直到全家人从沪市出发,孟时禾还在想这个问题,她下定决心要找这样的一个助理。
“妈妈,孟宴清什么时候到豫州?”
孟宴清在得知他也能过去之后非常开心,决定不回沪市了,把行李都寄回家,他自己从潭州直接到豫州,在豫州跟他们汇合。
“应该比我们快,我们晚上要休息,但火车是不停的。没事,他说他就住豫州的招待所,我们到了直接去找他就可以。”
孟时禾点点头,这次从沪市出来了两辆车,江恒的司机开一辆,孟谦的助理开一辆。她跟爸爸妈妈在一辆车上,陈扬独自在另一辆车上。
上车的时候她本来打算跟陈扬坐一起,但是被孟谦一把拉到了这辆车上。
从沪市到豫州一共开了三个白天,其实没有这么远,一共不到一千公里,开这么久一个是因为各地国道路况不一样,好一点的是石子路,差的还有土路;另一个原因是因为需要看地图,每走一段路就要看看地图,确认没有走错路。
一直开到豫州,出沪市的时候还干净的像新车一样的两辆车,已经脏的不成样子了,车身上厚厚一层灰。
不过孟时禾倒是不像坐火车一样难受,这两天晚上他们都住在招待所,不仅能洗漱,休息的也比较好,就是两个司机很累。
一到豫州,孟谦就发话,“去招待所,今天先不走了,你们好好休息一天,休整一下,明天再过去。
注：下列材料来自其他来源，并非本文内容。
PR #3499, opened 2026-07-17
fabric: render the tmux pane as a live human-readable transcript

andrewgazelka:
Closes #3496.

The `ix-agents` tmux window (#3478) gave every `fabric.claude.session` agent a pane, but it showed the CLI's raw stream-json. This makes the pane actually watchable:

- `fabric.render.Transcript`: one stateful line renderer; assistant text, tool calls with compact clipped inputs, tool results labeled by their `tool_use_id` and truncated, thinking lines, and a final `✔ done · 45.1s · 2 turns · $1.05`-style summary. Non-JSON and unknown events pass through verbatim/dimmed, so a CLI format change degrades to the old raw view, never a blank pane. Control frames and `stream_event` partial deltas (protocol, not conversation) show nothing.
- `pane_main` mirrors raw bytes to the SDK FIFO byte-exact (the transport is untouched) and renders per line to the pane; a render failure prints loudly and falls back to the raw line rather than severing the session.
- The pane command now carries the shim's `PYTHONPATH`, so the pane's `import fabric` resolves the same module tree as the shim (found live-testing: the tmux server env made the pane import a different fabric than the SDK side).

Validated: unit tests plus a pane end-to-end test (raw mirror byte-exact, rendered pane), `.#mcp.tests.strictTypecheck` and `.#mcp.tests.fabricTests` green, and a live `claude.session` on this machine whose tmux pane rendered the whole turn correctly.

> [!NOTE]
> ### Render the tmux pane as a live human-readable transcript of stream-json events
> - Adds a `Transcript` class in [render.py](https://github.com/indexable-inc/index/pull/3499/files#diff-904a18faafd7b77aed7ae4c6788d59a343bcb5f4ae12f2d384d10bd4c1ee88d8) that parses stream-json SDK/CLI events and emits ANSI-colored, human-readable lines; ignores control/stream_event frames, clips large payloads, and summarizes tool calls by name.
> - Updates `pane_main` in [tmux.py](https://github.com/indexable-inc/index/pull/3499/files#diff-c82b6a261843e9b2a3a81a5a60fe6a245e3f1bdf206886ae77c300d9c673d8de) to feed stdout lines through `Transcript` for display while keeping the raw byte-exact mirror to the SDK FIFO unchanged.
> - Fixes pane process launch to inherit the shim's `PYTHONPATH` so import resolution works correctly in the pane subprocess.
> - Adds tests covering transcript rendering, result summaries, passthrough of non-JSON, payload clipping, and end-to-end pane mirroring.
> - Behavioral Change: the tmux pane now shows a formatted transcript instead of raw JSON; the SDK-facing FIFO is unaffected.
>
> 
>
> <sup><a href="https://app.macroscope.com">Macroscope</a> summarized 3b3d750.</sup>
> 
>

### DIFF
--- a/packages/mcp/src/fabric/fabric/render.py
+++ b/packages/mcp/src/fabric/fabric/render.py
@@ -1,0 +1,193 @@
+"""Human-readable rendering of the agent CLI's stream-json (index#3496).
+
+The tmux pane a ``fabric.claude.session`` CLI runs in (:mod:`fabric.tmux`)
+used to show the CLI's raw stream-json: machine framing, not something a
+human can follow. This module is the pane's display side:
+``Transcript.feed`` takes one raw stdout line and returns the text to
+show, so the pane reads as a live transcript (assistant text, tool calls
+with compact inputs, truncated tool results, a final result summary)
+while the SDK keeps the raw bytes through its own FIFO.
+
+Rendering never swallows information silently: a line that is not JSON,
+or a JSON event this module does not know, is shown as-is (unknown JSON
+dimmed and clipped), so a CLI format change degrades to the old raw view
+rather than a blank pane. Only frames that are protocol traffic, not
+conversation (SDK<->CLI control frames, ``stream_event`` partial deltas
+that a complete message always follows), render as nothing.
+"""
+
+from __future__ import annotations
+
+import json
+
+__all__ = ["Transcript"]
+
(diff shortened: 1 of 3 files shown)


andrewgazelka:
Closing as moot (Claude Code): commit 24585304 "Retire the Python ix-mcp server; mcp-ex is the only kernel" deleted packages/mcp/src/fabric, so the tmux pane renderer this PR adds has nothing to attach to on main.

”
助理点头:“知道了,主任。”
孟宴清已经在招待所等一天了,他从潭州到豫州,本来就比沪市近的多,到的更快。
孟宴清就坐在招待所门外的台阶上等人,他虽然没挡路,但是进进出出的人都要看他一眼。
招待所前台的小姑娘欲言又止,她已经喊了孟宴清好几回了,但是没什么用,她后来就不喊了,这还是个大学生呢,愿意坐地上就坐吧。